Magnetic field-induced giant enhancement of electron-phonon energy transfer in strongly disordered conductors

TL;DR

This paper predicts that applying a magnetic field to strongly disordered conductors significantly boosts electron-phonon energy transfer, potentially enhancing cooling power and ultrasound attenuation by up to two orders of magnitude.

Contribution

It introduces a theoretical mechanism showing magnetic fields can greatly enhance energy transfer in disordered conductors with broken time-reversal symmetry.

Findings

Cooling power can be increased by a factor of 100 at 10 Tesla in 2D InSb films.

Enhanced ultrasound attenuation is also predicted under magnetic fields.

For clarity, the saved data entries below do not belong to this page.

PR #158, opened 2022-06-27
[fuzzer] feat: start function with depth parameter

axelcisco:
- Implement new StartTest() operation
- Implement new start test return format.


klyr (approved):
LGTM

PR #159, opened 2022-06-27
Diffs notificaition swagger

fishkerez:


api3/notifications/openapi.gen.yaml
```diff
@@ -104,6 +106,19 @@ components:
       - highestSeverity
       title: Short Test Report
       type: object
+    SpecDiffs:
```
FrimIdan, line 109: seems like `SpecDiffs` should be defined in the common swagger since both global and notifications uses it

api3/global/openapi.gen.yaml
```diff
@@ -526,6 +526,37 @@ components:
       - id
       - source
       - ip_address
+    DiffType:
```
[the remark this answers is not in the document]
fishkerez: This is how it generated... I only defined the swagger in **backend/pkg/modules/internal/differ/restapi/openapi.yaml**

api3/notifications/openapi.gen.yaml
fishkerez: This is how it generated... I only defined the swagger in backend/pkg/modules/internal/differ/restapi/openapi.yaml

FrimIdan (approved):

PR #163, opened 2022-07-01
[Fuzzer] feat: add fuzzing job cancellation

axelcisco:
feat: add cancellation of Fuzzing job on Module Fuzzer
fix: improper value for additionalInfo on Module Fuzzer report


backend/pkg/modules/internal/fuzzer/clients/kubernetes.go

The effect is due to slowed relaxation of soft modes caused by disorder and magnetic field.

Abstract

Relaxation of soft modes (e.g. charge density in gated semiconductor heterostructures, spin density in the presence of magnetic field) slowed down by disorder may lead to giant enhancement of energy transfer (cooling power) between overheated electrons and phonons at low bath temperature. We show that in strongly disordered systems with time-reversal symmetry broken by external or intrinsic exchange magnetic field the cooling power can be greatly enhanced. The enhancement factor as large as $10^{2}$ at magnetic field $B \sim 10$ Tesla in 2D {\rm InSb} films is predicted. A similar enhancement is found for the ultrasound attenuation.